Kita sebagai pengikut Yesus Kristus percaya bahwa Dia sungguh Tuhan. Namun mereka yang tak percaya Yesus adalah Tuhan akan bertanya, "Jika Yesus adalah Tuhan, lalu kenapa Dia berdoa?". Pertanyaan ini bukanlah sebuah tuduhan, sebab Injil sendiri beberapa kali menyebutkan Yesus memang berdoa. Salah satunya di Injil Markus 14:32 yang berbunyi seperti berikut.
Lalu sampailah Yesus dan murid-murid-Nya ke suatu tempat yang bernama Getsemani. Kata Yesus kepada murid-murid-Nya: Duduklah di sini, sementara Aku berdoa
Doa telah menjadi salah satu inti sebuah ibadah dalam agama manapun. Doa adalah ungkapan hati kita ketika kita memiliki permohonan atau keinginan dan berharap bahwa Tuhan akan mengabulkannya. Namun, jika iman Kristen sendiri percaya bahwa Yesus adalah Tuhan, maka akan wajar timbul sebuah kebingungan dan pertanyaan mengapa Ia, Yesus, yang adalah Tuhan berdoa?

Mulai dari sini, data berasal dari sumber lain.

PR #347, opened 2025-08-29
[TritonArithToLinalg] Preserve function visibility during conversion.

red1bluelost:
For cases where functions are not inlined we want to preserve visibility information.


beicy (approved):
LGTM!

PR #349, opened 2025-09-02
Setup clang-format action and format the whole codebase.

red1bluelost:
This PR does the following:

* Clang-Formats all C and C++ files within our repository using the LLVM style.
* Creates a github workflow that will verify code formatting on PRs.
* Removes symlink of clang-format in favor of a permanent copy. We do not care to keep it up to date with Triton. The likelihood of Triton updating their clang format file is low enough for this to not be a problem. Even if it were updated, it is not essential for us to fully match their style. It is more important to have a permanent copy that keeps the workflows simple.

### DIFF
--- a/.github/workflows/clang-format.yml
+++ b/.github/workflows/clang-format.yml
@@ -1,0 +1,27 @@
+name: clang-format
+
+on:
+  pull_request:
+    branches:
+      - main
+
+jobs:
+  clang-format:
+    runs-on: ubuntu-latest
+    strategy:
+      matrix:
+        python-version: ["3.12"]
+    steps:
+    - uses: actions/checkout@v4
+    - name: Set up Python ${{ matrix.python-version }}
+      uses: actions/setup-python@v2
+      with:
+        python-version: ${{ matrix.python-version }}
+    - name: Install dependencies
+      run: |
+        python -m pip install --upgrade pip
+        pip install clang-format==20.1.8 ripgrep
+    - name: Running clang-format
+      run: |
+        rg . --type cpp --type c --files-with-matches \
+            | xargs clang-format --dry-run --Werror
--- a/.github/workflows/clang-format.yml
+++ b/.github/workflows/clang-format.yml
@@ -8,19 +8,15 @@ on:
 jobs:
   clang-format:
     runs-on: ubuntu-latest
-    strategy:
-      matrix:
-        python-version: ["3.12"]
     steps:
     - uses: actions/checkout@v4
-    - name: Set up Python ${{ matrix.python-version }}
+    - name: Set up Python 3.12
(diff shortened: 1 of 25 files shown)


lxwangruc (approved):

.github/workflows/clang-format.yml
```diff
@@ -0,0 +1,27 @@
...
+    steps:
+    - uses: actions/checkout@v4
+    - name: Set up Python ${{ matrix.python-version }}
+      uses: actions/setup-python@v2
+      with:
+        python-version: ${{ matrix.python-version }}
+    - name: Install dependencies
+      run: |
+        python -m pip install --upgrade pip
+        pip install clang-format==20.1.8 ripgrep
```
NathanielMcVicar: Probably safer to pin ripgrep version as well.

.github/workflows/clang-format.yml
```diff
@@ -0,0 +1,27 @@
...
+        python-version: ["3.12"]
+    steps:
+    - uses: actions/checkout@v4
+    - name: Set up Python ${{ matrix.python-version }}
+      uses: actions/setup-python@v2
+      with:
+        python-version: ${{ matrix.python-version }}
+    - name: Install dependencies
+      run: |
+        python -m pip install --upgrade pip
```
NathanielMcVicar: Is there a specific reason we need to upgrade pip here? Otherwise relying on the base version from setup python is probably more reliable.

.github/workflows/clang-format.yml
```diff
@@ -0,0 +1,27 @@
...
+    runs-on: ubuntu-latest
+    strategy:
+      matrix:
+        python-version: ["3.12"]
+    steps:
+    - uses: actions/checkout@v4
+    - name: Set up Python ${{ matrix.python-version }}
+      uses: actions/setup-python@v2
+      with:
+        python-version: ${{ matrix.python-version }}
```
NathanielMcVicar: Why use a matrix with a single version?

NathanielMcVicar (changes requested):
This is excellent! I have some very nitty comments on the github action.

.github/workflows/clang-format.yml
red1bluelost: Removed. Mostly just a biproduct of the example I adapted.

.github/workflows/clang-format.yml
red1bluelost: Removed the matrix. Mostly just a biproduct of the example I adapted.

.github/workflows/clang-format.yml
red1bluelost: Pinned the version and checked it locally.

NathanielMcVicar (approved):
LGTM! Thanks

PR #1699, opened 2018-05-31
Add support for revive as lintTool

mgechev:
Introduces support for revive. Revive is an extensible, configurable, and faster alternative of golint.

### DIFF
--- a/README.md
+++ b/README.md
@@ -18,7 +18,7 @@ This extension adds rich language support for the Go language to VS Code, includ
 - Workspace symbol search (using `go-symbols`)
 - Rename (using `gorename`. Note: For Undo after rename to work in Windows you need to have `diff` tool in your path)
 - Build-on-save (using `go build` and `go test`)
-- Lint-on-save (using `golint` or `gometalinter` or `megacheck` or `golangci-lint`)
+- Lint-on-save (using `golint` or `gometalinter` or `megacheck` or `golangci-lint` or `revive`)
 - Format on save as well as format manually (using `goreturns` or `goimports` or `gofmt`)
 - Generate unit tests skeleton (using `gotests`)
 - Add Imports (using `gopkgs`)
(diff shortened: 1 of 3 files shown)


README.md
```diff
@@ -98,6 +98,14 @@ You can configure golangci-lint with `go.lintFlags`, for example to show issues
   "go.lintFlags": ["--enable-all", "--new"],
 ```
 
+An alternative of golint is [revive](https://github.com/mgechev/revive). It extensible, configurable, provides superset of the rules of golint rules, and has significantly better performance.
+
+To configure revive, use:
+
+```javascript
+  "go.lintFlags": ["-config=[PATH_TO_CONFIG.toml]"]
```
ramya-rao-a: Users might want to use the `${workspaceFolder}` or `${workspaceRoot}` variables for the config file. We support this for the config file used by `gometalinter`. You might want to do something similar for revive.

See https://github.com/Microsoft/vscode-go/blob/master/src/goLint.ts#L67

wolfeidau:
@mgechev are you going to fix this feedback so we can try it out?

Keen to use this!

Cheers

README.md
mgechev: Just updated the readme & tested the `${workspaceRoot}`/`${workspaceFolder}` support locally. Everything seems to be functioning correctly.

ramya-rao-a:
Thanks for the PR!

I'll update this thread soon with steps to try this out before I release the next update.

mgechev:
Sounds good! I'm already using it in my project:
 
cyclomatic

Would definitely verify again once you share the steps.

ramya-rao-a:
To test this,

- Reload VS Code
- Change the `go.lintTool` setting to `revive`

mgechev:
@ramya-rao-a verified that everything works as expected. Tested the config file as well 💯

Issue #1698, opened 2018-05-31
Test Plan for May 2018 update (0.6.81)


ramya-rao-a:
If you got a notification from this issue, then you are part of the next update to the Go extension.
Thanks and Welcome!

As most of you know already, I am the sole maintainer of this project at the moment. I wanted to try something different for this next update. 

Here I will be listing the features and the bug fixes that will go in the next update along with the the folks who logged the bugs/feature requests, those who upvoted it, and those who fixed it by sending PRs.

The idea is to get the folks behind this update to give the update a trial run before I release it.
I always do basic testing before every update. But because I dont work with Go in my day job, I always feel that someone who does Go more than me can help in testing tremendously.

And when I say "test", you can do a minimum pass of just installing the update and then do nothing special other than going about using VS Code like you do everyday. Or you can test the feature you requested/implemented or the bug you logged/fixed. Or you can test all of the below. Every bit helps.

Drop in a comment in this issue after 2 or 3 days of installing the update with your findings.
Also, let me know in the comments what you think of this model of me asking your help in testing an update before releasing it.

Feature Requests:

- #1005 Include stub with exported member name on the comment above it in completions. Use Ctrl+Space to trigger completions inside comments. cc @shreyu86, @atombender, @shurcooL, @ruedap
- #1593 Use code-completion feature from language server. Ensure to use both `go.useLanguageServer` and `go.languageServerExperimentalFeatures` to test this. cc @m90, @leaxoy, @OneOfOne, @primalmotion, @Contextualist
- #1555 Use version 2 apis of delve that enables watching strings and arrays whose size is > 64. First set `useApiV1` to `false` in the debug config to test this. Then configure `dlvLoadConfig` in the same place to control the array size to display. cc @lggomez, @Sirikon, @michaelmello, @jgfet, @Arman92, @carusyte
- #1693 Support to use `golangci-lint` as a linter. cc @golangci, @atombender, @caarlos0, @lafin, @nikitabokovoy
- #1697 Support to use `revive` as a linter. cc @Southclaws, @mgechev, @wolfeidau
- #1302 Make the test coverage colors/styles more colorblind friendly. cc @kentquirk, @dcormier, @sigwinch28, @Mistobaan

Bugs:

- #1667 Issue with formatting when using the language server. cc @OneOfOne 
- #1490 Perf issue with using `gopkgs`. cc @codingconcepts, @uudashr
- #1683 Fix code coverage when code is covered by multiple tests. cc @kentquirk

[...]

PR #1703, opened 2018-06-01
doc(README) Fix the revive flags examples.

wolfeidau:
Road testing revive as a part of #1698 and found some small corrections required.


ramya-rao-a:
Added support to resolve the file path passed in the `-config` flag to revive with https://github.com/Microsoft/vscode-go/commit/d31636a89931add2b799610d91dce1f67b27d5d8

@wolfeidau Can you try using file paths that use `~` for home directory or `${workspaceRoot}` ?

PR #1704, opened 2018-06-01
Fix lint tool cancellation

doxxx:
When a lint tool takes a non-trivial amount of time to execute (e.g. gometalinter), and the user has `lintOnSave` enabled, saving a file twice in quick succession causes the previous lint tool execution to be cancelled.

However, subsequent executions of the lint tool will be [terminated immediately](https://github.com/Microsoft/vscode-go/blob/2075d98808e10bbe475500e2a1752d3790e55251/src/util.ts#L584) because the "global" CancellationTokenSource used for cancelling the lint tool is still in the cancelled state.

This is fixed by recreating the CancellationTokenSource after it has been cancelled.

### DIFF
--- a/src/goLint.ts
+++ b/src/goLint.ts
@@ -45,6 +45,7 @@ export function lintCode(lintWorkspace?: boolean) {
 export function goLint(fileUri: vscode.Uri, goConfig: vscode.WorkspaceConfiguration, lintWorkspace?: boolean): Promise<ICheckResult[]> {
 	if (running) {
 		tokenSource.cancel();
+		tokenSource = new vscode.CancellationTokenSource();
 	}
 
 	const currentWorkspace = getWorkspaceFolderPath(fileUri);
--- a/src/goLint.ts
+++ b/src/goLint.ts
@@ -45,6 +45,7 @@ export function lintCode(lintWorkspace?: boolean) {
 export function goLint(fileUri: vscode.Uri, goConfig: vscode.WorkspaceConfiguration, lintWorkspace?: boolean): Promise<ICheckResult[]> {
 	if (running) {
 		tokenSource.cancel();
+		tokenSource.dispose();
 		tokenSource = new vscode.CancellationTokenSource();
 	}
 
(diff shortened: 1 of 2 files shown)


src/goLint.ts
```diff
@@ -45,6 +45,7 @@ export function lintCode(lintWorkspace?: boolean) {
 export function goLint(fileUri: vscode.Uri, goConfig: vscode.WorkspaceConfiguration, lintWorkspace?: boolean): Promise<ICheckResult[]> {
 	if (running) {
 		tokenSource.cancel();
+		tokenSource = new vscode.CancellationTokenSource();
```
ramya-rao-a: Also, should we dispose the current token before creating a new one?

doxxx:
It's not clear to me whether I need to wrap the cancel in a try/finally so that the dispose will always be called. I don't know how closely vscode's implementation of CancellationTokenSource mirrors that of .NET's.

ramya-rao-a:
I spent a long time looking at how the CancellationTokenSource works and came at the below conclusion:
- Yes, like you figured out, once cancelled, the token remains in a cancelled state and every new `onCancellationRequest` handler will get called
- The token source needs to be disposed after each use. Take the case of a completed lint process followed by a cancelled one. If the token source is not disposed after the first use, then the  `onCancellationRequest` handler will get called even for the completed process

https://github.com/Microsoft/vscode-go/pull/1704/commits/7f8e68df058bd69bf7c64313cf5b26234bd6544e should take care of both cases.

> It's not clear to me whether I need to wrap the cancel in a try/finally so that the dispose will always be called.

Are you talking about the case that one of the cancel event handlers might throw an exception and so the `dispose` won't be called?

doxxx:
> Are you talking about the case that one of the cancel event handlers might throw an exception and so the dispose won't be called?

Yes.

ramya-rao-a:
Just tried throwing an exception from the cancel event handler. It doesn't affect the `dispose`. So we are good.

Pertama, kita harus mengetahui bahwa dalam pribadi atau diri Yesus Kristus ada dua kodrat, yakni sungguh-sungguh Allah dan sungguh-sungguh manusia. Jika Ia memiliki dua kodrat, maka Ia juga memiliki dua kehendak dalam diri-Nya, yaitu kehendak Allah dan kehendak manusia.
Baca Juga : Kodrat Yesus, Sungguh Allah dan Sungguh Manusia
Dalam kodrat manusia-Nya Yesus berdoa dan menurut kehendak manusia-Nya jugalah Ia memohon pada Allah Bapa. Sama seperti manusia umumnya yang menjadikan doa sebagai percakapan intim dengan Allah, begitu juga dengan Yesus yang memiliki hubungan kasih dengan Bapa. Inilah wujud hubungan Tritunggal atau Trinitas antara Pribadi Allah yang Esa.
Doa-Nya pada Bapa dengan meminta kuasa (Yoh 11:41-42) dan hikmat (Mark 6:46), menunjukkan bahwa kemanusiaan Yesus bergantung pada kehendak Bapa-Nya. Bahkan, Yesus tunduk pada kehendak Bapa hingga mati di atas kayu salib demi menebus dosa seluruh umat manusia. Bahkan, pada detik-detik penyaliban-Nya, Yesus masih memohon pada Bapa-Nya agar dosa yang menyalibkan-Nya diampuni (Luk 23:34).
Selain itu, alasan mengapa Yesus berdoa adalah Ia ingin kita meneladani apa yang dilakukan-Nya. Yesus berdoa untuk menunjukkan teladan yang benar pada kita. Terlebih lagi Yesus telah mengajarkan agar doa kita tidak bertele-tele. Yesus sendiri memberi contoh bagaimana agar kita berdoa dengan doa Bapa Kami. Doa yang membuat kita untuk percaya pada kehendak Allah, segala kebutuhan dicukupkan, dan pengampunan agar kita juga diampuni.